Ok, das hat geklappt  danke dafür.. 
wie ist es mit dem Binär und Hexa? das hab ich gegoogelt, aber 
ich finde nur heraus, dass man doubles in hexa umwandeln kann, aber
andersherum nicht  
..und einer der letzten Fragen: 
Kann ich zum Beispiel diesen if-else-Dschungel sauber darstellen? Geht das überhaupt in der Form mit einem switch-case?


----------



## JStein52 (18. Jan 2018)

javabeginners18 hat gesagt.:


> 0b100, -0B101 Integer Binary representation
> _________________________________________
> 0xa7, -0xB2FF Integer Hexadecimal representation



Es gibt hierzu die Methode Integer.parseInt("0f0F", 16) bzw. Integer.parseInt("100101", 2); mit denen du
Hex-Zahlen bzw.
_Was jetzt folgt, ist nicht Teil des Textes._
PR #563, opened 2020-09-17
[cudamapper] Filtering for self mappings, identical overlaps, and highly-similar overlaps

edawson:
This PR brings in filtering strategies that mimic those of minimap2.
- [X] Self mappings: minimap2 does not output self mappings (where an overlap between a read and itself covers more than some very high fraction of that read's length). This can be disabled with a command line flag (`-S`).
- [x] Identical overlaps: remove identical overlaps within some number of indices.
- [x] Highly-similar overlaps: remove overlaps that have a percent similarity (defined as the reciprocal overlap) higher than some percentage threshold.


cudamapper/src/overlapper.cpp
```diff
@@ -98,6 +98,51 @@ bool overlaps_mergable(const claraparabricks::genomeworks::cudamapper::Overlap o
...
+           a.target_end_position_in_read_ == b.target_end_position_in_read_;
+}
+
+inline double percent_reciprocal_overlap(const claraparabricks::genomeworks::cudamapper::Overlap& a, const claraparabricks::genomeworks::cudamapper::Overlap& b)
+{
+    if (a.query_read_id_ != b.query_read_id_ || a.target_read_id_ != b.target_read_id_ || a.relative_strand != b.relative_strand)
+    {
+        return 0.0;
+    }
+    int32_t query_overlap = std::min(a.query_end_position_in_read_, b.query_end_position_in_read_) - std::max(a.query_start_position_in_read_, b.query_start_position_in_read_);
```
mimaric, line 117: This and similar should be `position_in_read_t` or even better `number_of_basepairs_t`

mimaric (changes requested):

PR #569, opened 2020-09-23
[sdk] Update CUB submodule to new URL and version 1.9.9

ahehn-nv:


mimaric:
Should we still download CUB when using CUDA 11? I guess one cannot know CUDA version upfront, but in that case we probably should not have downloaded CUB in the include path

ahehn-nv:
Some logic in CMake to use the submodule only for CUDA <11.0 makes sense.
However, for CUDA 11 it shouldn't make much difference, since I updated the submodule to the version shipped with CUDA 11.

mimaric:
I agree. I would suggest linking this PR to issue #570, but not closing it until that is done in a separate PR

tijyojwad:
@ahehn-nv - the CUDA 9.0 test seems to have failed. Can you have a look? perhaps we should make this change once we remove CUDA 9.0 support?

ahehn-nv:
Yes, let's postpone this. CUDA 9 compilation fails due to a bug in CUB - see https://github.com/NVIDIA/cub/pull/207.
Since there's also a ticket for this task, I'll close this PR.

mimaric:
PR https://github.com/NVIDIA/cub/pull/207 has been merged into CUB. The bug it solved was preventing us from using latest CUB version with CUDA 9.
Reopening this PR.
CUB 1.11.0 (RC available) bring big improvement to radix sort which in turn improves the performance of cudamapper.

mimaric:
The tests pass now. I suggest waiting for non-rc version of CUB 1.11.0 and merging then

tijyojwad:
@mimaric @ahehn-nv - CUDA 9 has been removed from our CI now.

mimaric:
@ahehn-nv CUB 1.11.0 has been released (https://github.com/NVIDIA/cub/releases/tag/1.11.0). Can you update this PR?

ahehn-nv:
The PR is already up-to-date. CUB's 1.11.0-rc1 and 1.11.0 tags point to the same commit.

mimaric (approved):

PR #414, opened 2026-03-23
perf(agent): improve accuracy of context pruning by including Thinking and ToolCall overhead

badgerbees:
## The Issue
The agent's message pruner previously only counted the `Content` field. For models that provide extensive reasoning in a separate `Thinking` field (e.g., DeepSeek, Claude), or for agents that make frequent tool calls, this led to a significant Under-Estimation of the total context usage. In some cases, a 4000-token thought block was being treated as "0 characters," which delayed pruning until the conversation was already far beyond the provider's token limit, causing the session to crash.

## The Changes
This PR upgrades the `estimateMessageChars` function to be more comprehensive:
1. Thinking-Aware: It now includes the character count of the `Thinking` field (reasoning section) in the overall message size.
2. Tool-Aware: It adds the character count of any `ToolCall` names plus a fixed buffer of 100 characters per call to approximate the overhead of JSON arguments.
3. Improved Pruning Reliability: By accurately calculating the total "token weight" of each message, the `pruneContextMessages` logic will now correctly trigger "Soft Trimming" and "Hard Clearing" steps at the expected thresholds.els and tool-heavy agents

### DIFF
--- a/internal/agent/pruning.go
+++ b/internal/agent/pruning.go
@@ -244,9 +244,19 @@ func findAssistantCutoff(msgs []providers.Message, keepLast int) int {
 	return -1
 }
 
-// estimateMessageChars returns the character count of a message's content.
+// estimateMessageChars returns the character count of a message's content sections.
+// Includes Thinking content and ToolCalls to ensure pruning is accurate for
+// reasoning models and tool-heavy agents.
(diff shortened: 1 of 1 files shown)


mrgoonie:
@claude review

PR #415, opened 2026-03-23
feat(agent): support thinking tag promotion from assistant response text

badgerbees:
## The Issue
For models that output reasoning within inline tags (e.g., DeepSeek models or older Claude-3 versions), goclaw was previously identifying these tags and deleting them entirely during sanitization. This led to "invisible reasoning," making it impossible to see the agent's internal logic after the run finished. 

Furthermore, if the model returned malformed or unclosed reasoning tags via a proxy, the simple string replacement logic could lead to artifacts leaking into the final user message.

## The Changes
I have added a "Thinking Promotion" step to the `SanitizeAssistantContent` pipeline:
1. Tag Extraction: Added `PromoteThinkingTags` (in `internal/agent/sanitize.go`) to scan the assistant message body for <think>, <thinking>, <thought>, and <antThinking> tags.
2. Metadata Promotion: The content inside these tags is extracted, trimmed, and appended to the `Thinking` field of the `Message` struct. This ensures that the reasoning is saved to history (and DB) even if it was originally provided as raw text chunks.
3. Loop Integration: Updated `internal/agent/loop.go` to perform this promotion right before final sanitization. This ensures that the reasoning text is moved out of the main body before the body is cleaned for user delivery.
4. Stability Guard: By using `FindAllStringSubmatch`, we treat malformed or nil thinking attempts safely they are either captured as a group or ignored based on valid XML structure, satisfying the stability requirements for malformed assistant content.

### DIFF
--- a/internal/agent/loop.go
+++ b/internal/agent/loop.go
@@ -1348,7 +1348,8 @@ func (l *Loop) runLoop(ctx context.Context, req RunRequest) (*RunResult, error) 
 
 	}
 
-	// 4. Full sanitization pipeline (matching TS extractAssistantText + sanitizeUserFacingText)
+	// 4. Thinking promotion + Sanitization pipeline (matching TS extractAssistantText + sanitizeUserFacingText)
+	finalContent, finalThinking = PromoteThinkingTags(finalContent, finalThinking)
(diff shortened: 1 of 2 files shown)


mrgoonie:
@claude review

PR #425, opened 2026-03-24
feat(http): enhance secure CLI environment variable handling

ba0f3:
Improves secure CLI credential management so admins can define, update, and remove injected environment variables from the web UI — without exposing secret values to the client.

**Backend:**
Expose only env_keys (sorted names) on list/get; never return env values.
Support partial updates: merge non-empty `env`; `env_remove` deletes keys (applied before merge so a key can be removed and set in one request).

**Frontend:**
Manual/custom credentials: key/value editor when not using a preset.
Edit: pre-fill stored keys with empty values; distinct placeholders for existing vs new vars; row delete → `env_remove`.

### DIFF
--- a/internal/http/secure_cli.go
+++ b/internal/http/secure_cli.go
@@ -5,6 +5,7 @@ import (
 	"log/slog"
 	"net/http"
 	"regexp"
+	"sort"
 	"strings"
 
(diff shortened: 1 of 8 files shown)


mrgoonie:
@claude review

PR #436, opened 2026-03-24
fix(slack): enable thread-based session isolation for DMs (AI Panel support)

### LINKED ISSUE #435: [Bug] Slack DM threads are ignored, breaking AI Panel session isolation
## Bug Description

GoClaw's Slack integration currently ignores Slack threads when the conversation is a Direct Message (DM). This causes all interactions in Slack's native **AI Panel** (which uses threads behind the scenes) to be merged into a single, continuous GoClaw session. 

When a user clicks \"New Chat\" in the Slack AI Panel, it starts a fresh thread, but GoClaw continues using the same session ID because it only looks at the permanent Channel ID for DMs.

## Current Behavior
The Slack handler in `internal/channels/slack/handlers.go` has an explicit check that disables thread-based `localKey` generation for DMs:

```go
if !isDM && threadTS != \"\" {
    localKey = fmt.Sprintf(\"%s:thread:%s\", channelID, threadTS)
}
```

## Expected Behavior
Slack DMs should support thread-based session isolation. Each new thread in a DM (like those created by the AI Panel or manual threads) should map to a unique GoClaw session.

## Impact
- Slack AI Panel \"New Chat\" does not work (context is never cleared).
- Manual threads in DMs share context with the main channel, causing confusion and \"leaking\" memory between topics.

## Suggested Fix
1. Remove the `!isDM` restriction in the Slack handler.
2. Update the session key builder to support string-based thread IDs (Slack uses timestamps).
3. Update the global message consumer to respect thread overrides in `local_key`.

I have a fix ready and will submit a PR shortly.

Erudition:
Fixes #435

This PR enables thread-based session isolation for Slack Direct Messages. 

### Changes:
- **`internal/channels/slack/handlers.go`**: Removed the `!isDM` restriction, allowing `thread_ts` to be propagated for DMs. This is essential for supporting Slack's native **AI Panel**, which uses threads to isolate conversations.
- **`internal/sessions/key.go`**: Added `BuildScopedThreadSessionKey` to support string-based thread IDs (Slack uses timestamps like `1710000000.000000`).
- **`cmd/gateway_consumer_normal.go`**: Updated the message consumer to detect thread-scoped `local_key` values and automatically override the session key to ensure isolation.

Verified with Slack AI Panel: clicking \"New Chat\" now correctly starts a fresh GoClaw session with clean history.

### DIFF
--- a/cmd/gateway_consumer_normal.go
+++ b/cmd/gateway_consumer_normal.go
@@ -57,6 +57,14 @@ func processNormalMessage(
 	}
 	sessionKey := sessions.BuildScopedSessionKey(agentID, msg.Channel, sessions.PeerKind(peerKind), msg.ChatID, cfg.Sessions.Scope, cfg.Sessions.DmScope, cfg.Sessions.MainKey)
 
+	// Thread-based isolation override (e.g. Slack threads or AI Panel)
+	if lk := msg.Metadata["local_key"]; lk != "" && strings.Contains(lk, ":thread:") {
+		parts := strings.Split(lk, ":thread:")
+		if len(parts) == 2 {
+			sessionKey = sessions.BuildScopedThreadSessionKey(agentID, msg.Channel, sessions.PeerKind(peerKind), msg.ChatID, parts[1])
+		}
+	}
+
 	// Forum topic: override session key to isolate per-topic history.
 	// TS ref: buildTelegramGroupPeerId() in src/telegram/bot/helpers.ts
 	if msg.Metadata["is_forum"] == "true" && peerKind == string(sessions.PeerGroup) {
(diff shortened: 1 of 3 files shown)


mrgoonie:
@claude review

viettranx:
Thanks for the contribution @Erudition! Great root cause analysis and clean fix.

I've incorporated your changes into #449 with two minor review adjustments:
- `strings.Split` → `strings.SplitN` for more robust thread key parsing (prevents silent failure if threadID ever contains `:thread:`)
- Removed `IsThreadSession` (no callers yet — can be re-added when needed)

You're credited as co-author on the commit. Closing this in favor of #449.

PR #440, opened 2026-03-24
fix(ui): show toast error when package install/uninstall fails

thieung:
## Summary
- `HttpClient` throws `ApiError` on HTTP 500 but `installPackage`/`uninstallPackage` hooks didn't catch it — error bypassed toast logic, so users got no feedback on failure
- Wrapped `http.post()` in try/catch to always show toast with server error message
- Updated `PackageSection` handlers to check `res.ok` instead of try/catch flow control

## Test plan
- [x] Install a non-existent system package (e.g. `sh`) — verify toast error appears with server message
- [x] Install a valid package — verify success toast still works
- [x] Uninstall a non-existent package — verify error toast appears
- [x] Verify UI status indicator shows "error" state (red) on failure, not "success"

## Screenshot

Install valid package: Success toast
image

Install invalid package: Error toast
image

### DIFF
--- a/cmd/pkg-helper/main.go
+++ b/cmd/pkg-helper/main.go
@@ -157,10 +157,6 @@ func doInstall(pkg string) response {
 func doUninstall(pkg string) response {
 	slog.Info("pkg-helper: uninstalling", "package", pkg)
 
-	// Read other persisted packages before removing, so we can re-add any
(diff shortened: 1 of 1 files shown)


mrgoonie:
@claude review

PR #446, opened 2026-03-24
fix(tools): session ownership check uses UUID instead of agent_key

therichardngai-code:
## Summary

`resolveAgentIDString()` returns the agent **UUID** from context, but session keys use the agent **key** (string): `agent:<key>:ws:direct:<id>`. The `HasPrefix` ownership check in `session_status`, `session_history`, and `session_send` always fails because UUID != key, returning:

> access denied: session belongs to a different agent

### Why it's masked in single-tenant

In single-user/gateway-token setups, the agent UUID in context is often `Nil` (no agent resolution step), so `resolveAgentIDString` returns `""` and the check is skipped (`agentID != "" &&`). The bug surfaces when agents have both a UUID and a key — which is all agents created via the API or WebUI in multi-tenant deployments.

### Fix

- Add `AgentKeyKey` to context (`store.WithAgentKey` / `AgentKeyFromContext`)
- Inject agent key (`l.id`) into context in `runLoop` alongside the UUID
- `resolveAgentIDString` prefers agent key, falls back to UUID for backward compat

### Files changed

- `internal/store/context.go` — new `AgentKeyKey` context key + accessors
- `internal/agent/loop.go` — inject `l.id` via `WithAgentKey`
- `internal/tools/sessions_send.go` — `resolveAgentIDString` prefers key over UUID

## Test plan

- [ ] Agent calls `session_status` on its own session — should succeed (was "access denied")
- [ ] Agent calls `session_history` — should succeed
- [ ] Agent calls `session_send` to its own session — should succeed
- [ ] Cross-agent access still denied (different key in session prefix)

### DIFF
--- a/internal/agent/loop.go
+++ b/internal/agent/loop.go
@@ -39,9 +39,12 @@ func (l *Loop) runLoop(ctx context.Context, req RunRequest) (*RunResult, error) 
 		l.emit(event)
 	}
 
-	// Inject agent UUID into context for tool routing
+	// Inject agent UUID + key into context for tool routing
 	if l.agentUUID != uuid.Nil {
 		ctx = store.WithAgentID(ctx, l.agentUUID)
+	}
+	if l.id != "" {
+		ctx = store.WithAgentKey(ctx, l.id)
 	}
 	// Inject tenant into context for tool-level tenant scoping (spawn, MCP, etc.)
 	if l.tenantID != uuid.Nil {
--- a/internal/store/context.go
+++ b/internal/store/context.go
@@ -12,7 +12,8 @@ const (
 	// UserIDKey is the context key for the external user ID (TEXT, free-form).
 	UserIDKey contextKey = "goclaw_user_id"
 	// AgentIDKey is the context key for the agent UUID.
-	AgentIDKey contextKey = "goclaw_agent_id"
+	AgentIDKey  contextKey = "goclaw_agent_id"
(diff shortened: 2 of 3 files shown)


viettranx:
Thanks for identifying this bug — the problem analysis is spot-on. Session keys use `agent:<key>:<rest>` but `resolveAgentIDString()` returns the UUID, so the `HasPrefix` check always fails.

However, the fix has an issue: **`resolveAgentIDString` is shared by the cron tool**, which needs the UUID (not the key) for DB operations:

1. **`ListJobs`** (`cron_crud.go:112`) does `uuid.Parse(agentID)` — passing the agent key (e.g. `"default"`) will fail the parse, silently skipping the `agent_id` filter → **all cron jobs visible to all agents** (security regression)
2. **`checkJobOwnership`** (`cron.go:317`) compares `job.AgentID` (UUID from DB) with the agent key → never matches → **all cron mutations permanently denied**

I've pushed an alternative fix on `fix/panic-recovery-goroutines` (commit 62be52e0) that splits the resolver into two functions:
- `resolveAgentKey()` — returns agent string key for session prefix matching
- `resolveAgentUUIDString()` — returns agent UUID string for DB operations (cron)

This also updates all 5 call sites (your PR only covered `sessions_send.go` but `sessions.go` and `sessions_history.go` have the same bug).

viettranx:
Closing — the fix has a cron tool regression (see comment above). The corrected version is on `fix/panic-recovery-goroutines` (62be52e0).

Binärzahlen nach Integer umwandeln kannst.  Dazu müsstest du dann nach dem tokenizer aber erst mal abprüfen beginnt der String mit 0x oder 0X bzw. -0x -0X  und dann die 16er-Variante aufrufen und das selbe mit 0b0B bzw. -0b -0B und dann die 2er Variante aufrufen


----------



## JStein52 (18. Jan 2018)

javabeginners18 hat gesagt.:


> Kann ich zum Beispiel diesen if-else-Dschungel sauber darstellen


Würde ich so lassen denn swith case gibt den gleichen Dschungel nur mit anderen Schlüsselworten.


----------



## javabeginners18 (18. Jan 2018)

JStein52 hat gesagt.:


> Dazu müsstest du dann nach dem tokenizer aber erst mal abprüfen beginnt der String mit 0x oder 0X bzw. -0x -0X  und dann die 16er-Variante aufrufen und das selbe mit 0b0B bzw. -0b -0B und dann die 2er Variante aufrufen



muss ich hier dann eine for-Schleife machen? oder einfach _*if(nutzereingabe.substring(0,2).equals("0x")........
*_


----------



## JStein52 (18. Jan 2018)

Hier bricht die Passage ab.